Does this mean that you have to catch a PatternSyntaxException every time you use a regular expression? No. PatternSyntaxException doesn't have to be explicitly caught, because it extends from a RuntimeException, and a RuntimeException doesn't need to be explicitly caught.

The compile(String regex) method returns a Pattern object.

public static Pattern compile(String regex, int flags) Throws a PatternSyntaxException

The (String regex, int flags) method is a more powerful form of the compile(String) method. The first parameter for this method, regex, is a String that represents a regular expression, as detailed in the Pattern.compile(String regex) method presented earlier. For details on how you must format the String parameter, please see the "public static Pattern compile(String regex) Throws a PatternSyntaxException" section.

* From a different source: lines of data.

PR #1565, opened 2023-08-26
IF: Remove recursive implementation of commit

### LINKED ISSUE #1553: IF: Remove recursive implementation of commit in qc_chain

heifner:
Remove recursion by using a loop. Accumulate proposals to commit in a `std::vector`.

Resolves #1553


fcecin (approved):

greg7mdp (commented):
I have to say that I disagree with this change. I think the code is less clear and definitely less efficient. The rationale against recursion is not clear to me in this case, as it would probably require a hierarchy depth in the order of 1 million proposals to blow the stack.

heifner:
> I have to say that I disagree with this change. I think the code is less clear and definitely less efficient. The rationale against recursion is not clear to me in this case, as it would probably require a hierarchy depth in the order of 1 million proposals to blow the stack.

@arhag opinion?

libraries/hotstuff/qc_chain.cpp
```diff
@@ -1054,68 +1055,57 @@ namespace eosio { namespace hotstuff {
...
+         // Execute commands [...]
          fc_dlog(_logger, " === ${id} committed proposal #${block_num} phase ${phase_counter} block_id : ${block_id} proposal_id : ${proposal_id}",
-                        ("id", _id)
-                        ("block_num", proposal.block_num())
-                        ("phase_counter", proposal.phase_counter)
-                        ("block_id", proposal.block_id)
-                        ("proposal_id", proposal.proposal_id));
-      }
-      else {
+                 ("id", _id)("block_num", proposal->block_num())("phase_counter", proposal->phase_counter)("block_id", proposal->block_id)("proposal_id", proposal->proposal_id));
```
greg7mdp, line 1103: This log statement will now appear **before** the parent proposals ones, which I think is the wrong order.

Also the `proposal_stack` as it is now is not very useful as we `pop` immediately after `push`, so the size of the stack never exceeds one. We could use a variable instead of a stack. The stack would only be needed if we wanted to preserve the order of the `fc_dlog` statements.

greg7mdp (changes requested):

fcecin (approved):

greg7mdp:
@heifner I can't add you as a reviewer... probably because it is your PR. But I have updated it.

greg7mdp (approved):

heifner (commented):
LGTM

heifner:
> @heifner I can't add you as a reviewer... probably because it is your PR. But I have updated the branch and approved the PR, so I guess I can merge ;-)

I can't approve. So you approve and then merge.

greg7mdp:
> I can't approve. So you approve and then merge.

Thanks @heifner will do when the tests pass.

The flexibility of this compile method is fully realized by using the second parameter, int flags. The int flags parameter can consist of the following flags or a bit mask created by OR-ing combinations thereof:

CANON_EQ
CASE_INSENSTIVE
COMMENTS
DOTALL
MULTILINE
UNICODE_CASE
UNIX_LINES

For example, if you want a match to be successful regardless of the case of the candidate String, then your pattern might look like the following:

   Pattern p = Pattern.compile(regex,Pattern.CASE_INSENSITIVE);

You can combine the flags by using the | operator. For example, to achieve case-insensitive Unicode matches that include a comment, you might use the following:

Pattern p =
Pattern.compile("t # a compound flag example",
Pattern.CASE_INSENSITIVE | Pattern.UNICODE_CASE|
Pattern.COMMENT);

The compile(String regex, int flags) method returns a Pattern object.

public String pattern()

This method returns a simple String representation of the regex compiled. It can sometimes be misleading in two ways. First, the string that's returned doesn't reflect any flags that were set when the pattern was compiled. Second, the regex String you pass in isn't always the pattern String you get back out. Specifically, the original String delimitations aren't shown. Thus, if your original code was this:

Pattern p = Pattern.compile("\\d");

you should expect your output to be \d, with a single \ character.

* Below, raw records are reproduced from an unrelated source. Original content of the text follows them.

PR #1566, opened 2023-08-26
IF: Remove NULL_BLOCK_ID & NULL_PROPOSAL_ID and use empty()

### LINKED ISSUE #1545: IF: Use empty() instead of NULL_BLOCK_ID, NULL_PROPOSAL_ID
Needs to be done before release because it affects what is transferred across the network.

heifner:
Resolves #1545


libraries/hotstuff/qc_chain.cpp
```diff
@@ -525,14 +525,14 @@ namespace eosio { namespace hotstuff {
...
-               if (_pending_proposal_block == NULL_BLOCK_ID)
+               if (_pending_proposal_block.empty())
                   proposal_candidate = new_proposal_candidate( p->block_id, p->phase_counter + 1 );
                else
                   proposal_candidate = new_proposal_candidate( _pending_proposal_block, 0 );
 
                reset_qc(proposal_candidate.proposal_id);
                fc_tlog(_logger, " === ${id} setting _pending_proposal_block to null (process_vote)", ("id", _id));
-               _pending_proposal_block = NULL_BLOCK_ID;
+               _pending_proposal_block = block_id_type{};
```
greg7mdp, line 535: This works and I slightly prefer.
```suggestion
               _pending_proposal_block = {};
```

greg7mdp (approved):

libraries/hotstuff/qc_chain.cpp
heifner: I actually went back and forth. I had it as `{}` first. I'll make the change.

fcecin (approved):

A question naturally arises here: If this method strips out the original delimiting, can you use the resulting String as a regular expression to feed another expression? For example, does Listing 2-2 work?

Listing 2-2: Pattern Matching Example

import java.util.regex.*;

public class PatternMethodExample{
  public static void main(String args[]){
      reusePatternMethodExample();
  }

   public static void reusePatternMethodExample(){
      //match a single digit
      Pattern p = Pattern.compile("\\d");
      Matcher matcher = p.matcher("5");
      boolean isOk = matcher.matches();
      System.out.println("original pattern matches " + isOk);

      //recycle the pattern
      String tmp = p.pattern();
      Pattern p2 = Pattern.compile(tmp);
      matcher = p.matcher("5");
      isOk = matcher.matches();
      System.out.println("second pattern matches " + isOk);
   }
}

Will this method throw a RuntimeException? After all, the pattern() method returns \d, and an attempt to create a regex pattern using \d as a String will fail to compile.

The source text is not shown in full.